The question is, how far up should I tear the drywall out?  If I go all the way to the top, that involves the corner with the ceiling, which gets messy.

Should I just try to carefully cut the corner where it meets the ceiling and tear out the whole thing?  Or should I leave a 4 inch strip right below the ceiling?  Would it be OK to tile over a small strip of drywall like this?

I'm not against doing extra work to make sure things get done the "right" way, I just need to figure out what the "right" way is!

Thanks for the help!


----------



## budro (Sep 11, 2010)

you can put tile over sheetrock where it will not be getting wet. as far as the ceiling goes you do not have to go all the way to the ceiling unless you want to. to determine how high you want to go, look everything over good and see what items need to be covered or not. i.e., look at the switches and plugs on the wall outside the shower/tub.
you want your tile to be at least a couple of inches over them. look at your shower head. if you do not go all the way to the ceiling, then go a couple of inches over the shower head. if you are not going to go all the way to the ceiling, then you don't have to worry about the wall to ceiling problem. where you cut your sheetrock to place backerboard up, just cut the rock an inch or two lower than the tile. this will solve your tile to rock transition. i lay a lot of tile over sheetrock where it will not be getting wet. if you have an inch or so of your top and side cap tile over rock you are ok. for how far down from the ceiling to come, do at least a three inch minimum if you can to stay away from the ceiling/wall  corner and that will keep you from having to deal with the ceiling. plan your project out good first. once you know the size of your tile, then you can take a tape measure and figure it out. on the walls, start from the center. either a grout joint OR the center of a tile will work best in each corner. usually i go for which one gives me the biggest "cut" piece in the corner. do your homework up front and it will save you from the pain later. thanks, budro


----------



## Nestor_Kelebay (Sep 11, 2010)

Mattpdx:

I've set more than my fair share of wall tiles, too.

I don't see any problem going all the way up to the ceiling in the shower, and I don't see any point in tiling walls that won't be in a wet area.

Tiling walls that aren't in a wet area, in my view, is only creating potential problems.  If someone accidentally hits one of those tiles with something hard, it's going to crack the tile, and the repair is going to be a lot more difficult than repairing a gouge in drywall.

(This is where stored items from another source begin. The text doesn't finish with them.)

PR #809, opened 2019-10-11
various fixes and improvements

PixelRick:


JonathanSalwan:
Thanks for this MR! Let me few days to review it.

src/libtriton/bindings/python/objects/pyTritonContext.cpp
```diff
@@ -2049,8 +2057,8 @@ namespace triton {
         }
 
         /* Free cb if exists */
-        if (PyMethod_Check(function))
-          Py_DECREF(cb);
+        /*if (PyMethod_Check(function))
+          Py_DECREF(cb);*/
```
JonathanSalwan: Can you explain this?

src/libtriton/bindings/python/objects/pyTritonContext.cpp
```diff
@@ -647,18 +603,7 @@ namespace triton {
...
-
-                  /* Fetch the last exception */
-                  PyErr_Fetch(&type, &value, &traceback);
-
-                  std::string str = PyStr_AsString(PyObject_Str(value));
-                  Py_XDECREF(type);
-                  Py_XDECREF(value);
-                  Py_XDECREF(traceback);
-                  throw triton::exceptions::Callbacks(str);
+                  throw triton::exceptions::PyCallbacks();
```
JonathanSalwan: Can you explain this?

src/libtriton/bindings/python/objects/pyTritonContext.cpp
```diff
@@ -677,6 +622,9 @@ namespace triton {
               return PyErr_Format(PyExc_TypeError, "Callbacks::addCallback(): Invalid kind of callback.");
           }
         }
+        catch (const triton::exceptions::PyCallbacks&) {
+          return nullptr;
+        }
```
JonathanSalwan: Can you explain this?

src/libtriton/engines/symbolic/symbolicExpression.cpp
```diff
@@ -155,11 +155,27 @@ namespace triton {
...
+
+        if ( !old
+          || (old->isSymbolized() != ast->isSymbolized())
+          || (old->evaluate() != ast->evaluate())
+          || (old->getBitvectorSize() != ast->getBitvectorSize())
+          || (old->isLogical() != ast->isLogical())
+          ) {
+          this->ast->initParents();
+        }
+
```
JonathanSalwan: I think it's more clear to let `this->ast->init();` For example, if in the future i'm adding new attributes in an AbstractNode, i have to remember to also add this attribute in this condition. So, I prefer to keep `ast->init()` :).

JonathanSalwan:
Also, i think there is missing the Python bindings for `lxor(expr1, expr2)` and `lxor([expr1, expr2, expr3])` in `pyAstContext.py`?

src/libtriton/arch/x86/x86Semantics.cpp
```diff
@@ -3325,6 +3325,12 @@ namespace triton {
         /* Spread taint */
         expr->isTainted = this->taintEngine->taintAssignment(src, src);
 
+        /* Tag undefined flags */
```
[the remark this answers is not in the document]
PixelRick: You mean to replace with "Tag undefined registers" ?

src/libtriton/includes/triton/astEnums.hpp
```diff
@@ -73,6 +73,7 @@ namespace triton {
       LET_NODE = 193,                 /*!< (let ((x y)) z) */
       LNOT_NODE = 197,                /*!< (and x y) */
       LOR_NODE = 199,                 /*!< (or x y) */
+      LXOR_NODE = 201,                /*!< (xor x y) */
```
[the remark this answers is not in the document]
PixelRick: Moved it to the end of the enum with value 239.

src/libtriton/ast/astContext.cpp
```diff
@@ -682,6 +682,13 @@ namespace triton {
     template TRITON_EXPORT SharedAbstractNode AstContext::lor(const std::vector<SharedAbstractNode>& exprs);
     template TRITON_EXPORT SharedAbstractNode AstContext::lor(const std::list<SharedAbstractNode>& exprs);
 
+    SharedAbstractNode AstContext::lxor(const SharedAbstractNode& expr1, const SharedAbstractNode& expr2) {
+      SharedAbstractNode node = std::make_shared<LxorNode>(expr1, expr2);
+      if (node == nullptr)
+        throw triton::exceptions::Ast("Node builders - Not enough memory");
+      node->init();
+      return node;
+    }
```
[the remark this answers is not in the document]
PixelRick: Added

src/libtriton/bindings/python/objects/pySymbolicVariable.cpp
```diff
@@ -215,6 +215,53 @@ namespace triton {
...
       }
 
+      static long SymbolicVariable_hash(PyObject* self) {
+        try {
+          return PySymbolicVariable_AsSymbolicVariable(self)->getId();
+        }
+        catch (const triton::exceptions::Exception& e) {
+          PyErr_Format(PyExc_TypeError, "%s", e.what());
+          return -1;
+        }
```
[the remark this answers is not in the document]
PixelRick: My bad, started with more complex code, this shouldn't throw.

src/libtriton/ast/ast.cpp
```diff
@@ -238,6 +243,7 @@ namespace triton {
       /* Init attributes */
       this->size = this->children[0]->getBitvectorSize();
       this->eval = ((this->children[0]->evaluate()) & this->getBitvectorMask());
+      this->symbolized = false;
```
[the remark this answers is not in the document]
PixelRick: init() is used as an update function when replacing children in the simplification passes. Without a reset to false it can stay true even if all children become non symbolized.
I found the bug when simplifying (VAR - VAR) by 0..

src/libtriton/bindings/python/objects/pyTritonContext.cpp
PixelRick: The python callbacks are wrapped into lambda functions in addCallback.
There is no increment of the reference there so it should not be decremented here.
To see the bug (python crash): add a python class's method as callback, then remove it explicitly, then re-add it.
removeAllCallbacks does not decrement any reference, so this one is safe.

The only solution I see to properly own a reference would be to add a unique_pointer with a deleter that calls Py_DECREF in the lambda capture..

src/libtriton/bindings/python/objects/pyTritonContext.cpp
PixelRick: If an exception happen in a python callback it is better to have the traceback than a single line error. The easiest way is to not format a new python error for this specific kind of exception and return null in the native python functions. I thus added specific catches for try clauses that do use callbacks directly or indirectly.

src/libtriton/bindings/python/objects/pyTritonContext.cpp
PixelRick: see above comment.

src/libtriton/engines/symbolic/symbolicExpression.cpp
PixelRick: 1/ why init and not initParents ?
2/ I agree it is clearly not the right place for this design-wise. However it is important when converting expressions to symbolic variables if they do already have huge parent trees. I added this when a scenario spent ~95% of the time in there.
I just added AstNode::hasSameConcreteValueAndType in in my next push. It would be interesting to use it in Simplification passes too to check that the given callbacks do give back proper nodes. When using multiple simplification callbacks, if one does change the value type it would only detected after the end of the processing loop when its new parent node initialize.
It can also be left undetected until late if the node is the one currently being assigned to an expression..

src/libtriton/arch/x86/x86Semantics.cpp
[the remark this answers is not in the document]
JonathanSalwan: yep

src/libtriton/ast/ast.cpp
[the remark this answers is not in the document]
JonathanSalwan: Oh nice catch! So, we have to add an test case in `./unittests/test_ast_simplification.py` to catch this bug in the future.

src/libtriton/bindings/python/objects/pyTritonContext.cpp
JonathanSalwan: Got it.

src/libtriton/bindings/python/objects/pyTritonContext.cpp
JonathanSalwan: Got it but still have another question :). Just to be sure, do you think we have to catch `PyCallback` also in others pyobjects?

src/libtriton/bindings/python/objects/pyTritonContext.cpp
JonathanSalwan: Can we add a test case of the crash in `unittests` and add a new comment at line 2060 in `pyTritonContext.cpp` like `FIXME: Add a unique_pointer with a deleter that calls Py_DECREF in the lambda capture.`

src/libtriton/engines/symbolic/symbolicExpression.cpp
JonathanSalwan: Got it but I still have to brainstorm about it. What I propose: Split this MR in two MRs. One without this feature so that I can merge all previous fixes and another one with this feature so that we can still discus about it and find a good way to handle this.

JonathanSalwan:
Review ok. What I propose:

1. Split this MR in two MR. One without modifying `symbolicExpression.cpp` and without adding `canReplaceNodeWithoutUpdate` and `hasSameConcreteValueAndTypeAs` so that I can merge everything else.
2. Open a new MR with feature about `canReplaceNodeWithoutUpdate` and  `hasSameConcreteValueAndTypeAs` so that we can discuss about it and find a proper way to handle this.

Thanks for these new features/fixes in Triton!

src/libtriton/bindings/python/objects/pyTritonContext.cpp
PixelRick: You mean in more places than I have added it or less ?
more: The PyCallbacks exception message is meant to inform of a missing catch: the catch blocks on general c++ exception I saw everywhere do raise a python error with the exception string.
less: Some catch blocks may be unnecessary, I initially put too much and ended up trimming the commit when composing the branch. Some indirect calls are less obvious than others, for instance convertRegisterToSymbolicVariable do call the simplification since it uses newSymbolicExpression.
If it needs to be as lean as possible, I'll check the whole list and add a comment with the call chain involved at each catch location.

src/libtriton/ast/ast.cpp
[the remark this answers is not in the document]
PixelRick: I am realizing something, that to fix the bug I just described processSimplification needs to be fixed too since it uses setChild without calling init !
(I have my own processSimplification which uses init but it is part of another PR).
This is another reason to have a canReplaceNodeWithoutUpdate.. since updating parent nodes for each simplified child node is nuts... So temporarily I will also add a check in the next commit to not update the parent if all children nodes have not been simplified (original shared_pointer == returned shared_pointer), is that ok ?

src/libtriton/engines/symbolic/symbolicExpression.cpp
JonathanSalwan: It's ok, i don't care about the history, you can rebase and force push.

src/libtriton/ast/ast.cpp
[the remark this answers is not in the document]
JonathanSalwan: ok. Do it into the second PR then.

PixelRick:
I added the unittest.
The vanilla post-bug state is kinda weird (when it does not simply crash completly) since the self.method_name returns None while the deletion happens on its im_func not the method object itself.
So I chose to compare the refcnt on a local ref to __func__, this way it does not crash inside removeCallback and the runtime seems to survive the wrong refcnt.

JonathanSalwan:
Hey @PixelRick,

Can you provide an PoC where I can reach PyCallbacks?

PixelRick:
`python
def raising_func():
    raise ValueError

def indirectly_raising_callback(ctx, _):
    raising_func()

def poc():
    ctxt = triton.TritonContext()
    ctxt.setArchitecture(triton.ARCH.X86_64)
    ctxt.addCallback(indirectly_raising_callback, triton.CALLBACK.GET_CONCRETE_REGISTER_VALUE)
    insn = triton.Instruction(b"\x48\x89\xd8")  # mov rax, rbx
    ctxt.disassembly(insn)
    ctxt.buildSemantics(insn)`

`Traceback (most recent call last):
  File "D:/projects/poc_cb/main.py", line 61, in <module>
    main()
  File "D:/projects/poc_cb/main.py", line 42, in main
    poc()
  File "D:/projects/poc_cb/main.py", line 32, in poc
    ctxt.buildSemantics(insn)
  File "D:/projects/poc_cb/main.py", line 23, in indirectly_raising_callback
    raising_func()
  File "D:/projects/poc_cb/main.py", line 19, in raising_func
    raise ValueError
ValueError`

PR #811, opened 2019-10-16
add header dependency to improve cmake add_subdirectory support

Toizi:
When linking against triton through cmake's `add_subdirectory()`, the header include paths were not automatically set when linking with `target_link_libraries(myllib PRIVATE Triton::triton)`

I have attached a small project to test this (includes readme):
[Triton_add_subdir_test.tar.gz](https://github.com/JonathanSalwan/Triton/files/3733301/Triton_add_subdir_test.tar.gz)

### DIFF
--- a/src/libtriton/CMakeLists.txt
+++ b/src/libtriton/CMakeLists.txt
@@ -57,8 +57,8 @@ if(${CMAKE_SYSTEM_NAME} MATCHES "Linux" OR ${CMAKE_SYSTEM_NAME} MATCHES "Darwin"
 endif()
 
 # Add Triton includes
-include_directories("${TRITON_ROOT}/src/libtriton/includes")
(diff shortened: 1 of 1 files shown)


JonathanSalwan:
Thanks @Toizi for this MR. If i'm keeping `TRITON_ROOT` and `CMAKE_BINARY_DIR` does it will work? The important point here is only `target_include_directories` right?

Toizi:
@JonathanSalwan the `TRITON_ROOT` could stay the same but `CMAKE_BINARY_DIR` has to be changed. It refers to the top level directory of the build (basically the same reason `TRITON_ROOT` is needed instead of `CMAKE_SOURCE_DIR`) and will be wrong when triton is added through `add_subdirectory`

PR #815, opened 2019-10-21
fix AST simplification pass not updating nodes' special attributes (e.g. "symbolized")

PixelRick:


src/libtriton/engines/symbolic/symbolicSimplification.cpp
```diff
@@ -189,15 +189,19 @@ namespace triton {
...
               /* Don't apply simplification on nodes like String, Integer, etc. */
               if (child->getBitvectorSize()) {
                 auto schild = this->callbacks->processCallbacks(triton::callbacks::SYMBOLIC_SIMPLIFICATION, child);
                 ast->setChild(index, schild);
+                needs_update |= !schild->canReplaceNodeWithoutUpdate(child);
                 worklist.push_back(schild);
               }
             }
+            if (needs_update)
+              ast->init();
```
JonathanSalwan: I think with the up-to-date `dev-v0.8`, here it's:

```cpp
ast->init();
ast->initParents();
```

So, I will update the prototype of the `AbstractNode::init()` function as follow `init(bool withParents=false)` and for this case, the line 204 will be changer by `ast->init(true);`

PR #820, opened 2019-10-25
Increase speed of nodes nodesExtraction algorithm and apply it in newInstance

igogo-x86:
This version of `nodesExtraction` works 10 times faster than current implementation (See N=20000 at test_ast_deep.py). Also I incorporated the usage of this function in `newInstance` that makes a deep copy of AST node.

I don't see a nice way to make added test fail with specified timeout. Seems like unittests doesn't support it. So this test probably doesn't test a lot (just works for very long time if speed degrades) so may be it should be deleted.

There's still exists the same problem when ascending AST(which is actually a DAG) traversal is happening in `AbstractNode::init` and `AbstractNode::initParents` functions. Current version will be calling the same methods several times for already processed elements and it never finishes when applying triton to real-live obfuscators. In my private version I comment them out but I would like to make the similar to nodesExtraction mechanism. So is it okey if I remove calling `initParent` from all `init` methods and make `initParent` first collecting all depending nodes and applying `init` to them?

### DIFF
--- a/src/libtriton/ast/ast.cpp
+++ b/src/libtriton/ast/ast.cpp
@@ -2492,16 +2492,20 @@ namespace triton {
       return newNode;
     }
 
-
     SharedAbstractNode unrollAst(const triton::ast::SharedAbstractNode& node) {
       return triton::ast::newInstance(node.get(), true);
     }
 
-
-    void nodesExtraction(std::deque<SharedAbstractNode>* output, const SharedAbstractNode& node, bool unroll, bool revert) {
-      std::unordered_map<triton::usize, std::set<SharedAbstractNode>> sortedlist;
-      std::deque<std::pair<SharedAbstractNode,triton::usize>> worklist;
-      triton::usize depth = 0;
+    /* Returns a vector of unique AST-nodes sorted topologically
+     *
+     * The result has property that any parent has smaller index than its children.
+     * @unroll - traverses through ReferenceNodes
+     * @revert - reverses the result
+     */
+    std::vector<SharedAbstractNode> nodesExtraction(const SharedAbstractNode& node, bool unroll, bool revert) {
+      std::vector<SharedAbstractNode> result;
+      std::set<AbstractNode *> visited;
+      std::stack<std::pair<SharedAbstractNode, bool>> worklist;
 
       if (node == nullptr)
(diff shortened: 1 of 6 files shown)


JonathanSalwan:
> I don't see a nice way to make added test fail with specified timeout. Seems like unittests doesn't support it. So this test probably doesn't test a lot (just works for very long time if speed degrades) so may be it should be deleted.

Yes, maybe we can remove this test.

> There's still exists the same problem when ascending AST(which is actually a DAG) traversal is happening in AbstractNode::init and AbstractNode::initParents functions. Current version will be calling the same methods several times for already processed elements and it never finishes when applying triton to real-live obfuscators. In my private version I comment them out but I would like to make the similar to nodesExtraction mechanism. So is it okey if I remove calling initParent from all init methods and make initParent first collecting all depending nodes and applying init to them?

If this is better for performance, yes go ahead! I'm always happy to merge MR which help us to scale on real world programs :)

JonathanSalwan:
mmmh, in fact let's keep this test.

JonathanSalwan:
> There's still exists the same problem when ascending AST(which is actually a DAG) traversal is happening in AbstractNode::init and AbstractNode::initParents functions. Current version will be calling the same methods several times for already processed elements and it never finishes when applying triton to real-live obfuscators. In my private version I comment them out but I would like to make the similar to nodesExtraction mechanism. So is it okey if I remove calling initParent from all init methods and make initParent first collecting all depending nodes and applying init to them?

btw, check out this MR #815 which is, I think, similar to the issue.

igogo-x86:
> mmmh, in fact let's keep this test.

Internet says there's https://pypi.org/project/timeout-decorator/ such a module to make tests with timeout, but I think it's better to avoid unnecessary dependencies.

> btw, check out this MR #815 which is, I think, similar to the issue.

Seems like my commits doesn't interact with it. Am I correct that `processSimplification` is called only for new nodes? So they don't have parent yet and no need to call `initParents` for simplified node

igogo-x86:
Some tests won't pass but looks like it's current branch problems

JonathanSalwan:
> Some tests won't pass but looks like it's current branch problems

I'm not sure this is due to the current branch.

JonathanSalwan:
I've created a branch (`dev-820`) to test this MR. If you can pull it and see what's happen it could be great. I got a crash in the `nodesExtraction` function.

PR #826, opened 2019-10-31
fixed xor taint propagation with same register + added unittest

### LINKED ISSUE #825: taint propagation wrong for "xor reg, reg"
As the title says, the taint propagation is wrong for `xor` if the source and destination register is the same. It should clear the taint since the result of the operation does not depend on the value of the tainted source/destination

Example:
```
eax is tainted
xor eax, eax  # this should clear the taint but it doesn't
eax is tainted
```

Toizi:
fixes #825

### DIFF
--- a/src/libtriton/arch/x86/x86Semantics.cpp
+++ b/src/libtriton/arch/x86/x86Semantics.cpp
@@ -13405,7 +13405,7 @@ namespace triton {
 
         /* Spread taint */
         /* clear taint if the registers are the same */
-        if (src.getRegister() == dst.getRegister())
+        if (dst.getType() == OP_REG && src.getRegister() == dst.getRegister())
           this->taintEngine->setTaint(src, false);
         else
           expr->isTainted = this->taintEngine->taintUnion(dst, src);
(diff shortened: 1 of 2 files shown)


JonathanSalwan:
This is false. Counter example `add rax, rax`.

Toizi:
@JonathanSalwan it doesn't touch `add` though. The if statement is in the `xor_s` function and not in a general taint spreading function

JonathanSalwan:
Arf, I didn't not saw this. I was thinking it was in the taintEngine.cpp. Sorry.

JonathanSalwan:
Let me think about this, because if we do that for the `xor_s` we have to do it for all others instructions... (see https://github.com/JonathanSalwan/Triton/issues/825#issuecomment-548381828)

Ditto for stains.  Unless you seal your grout, there's the possibility of getting a stain in the grout if you splash the wrong stuff on on a tiled wall.  You can always paint over drywall to "fix" stained paint, but you need to replace stained grout.  Almost all of the maintenance issues homeowners have to deal with when it comes to ceramic tiling involve maintaining the grout.  Why give yourself more work to do by installing more grout than you need to?

What I'd recommend you consider is using a product called "DenShield" which is made by the Georgia Pacific Company.  It's as strong as drywall and as easy to work with, but it's as waterproof as any cement tile backer board on the market.  You shouldn't have any trouble buying it in any major city.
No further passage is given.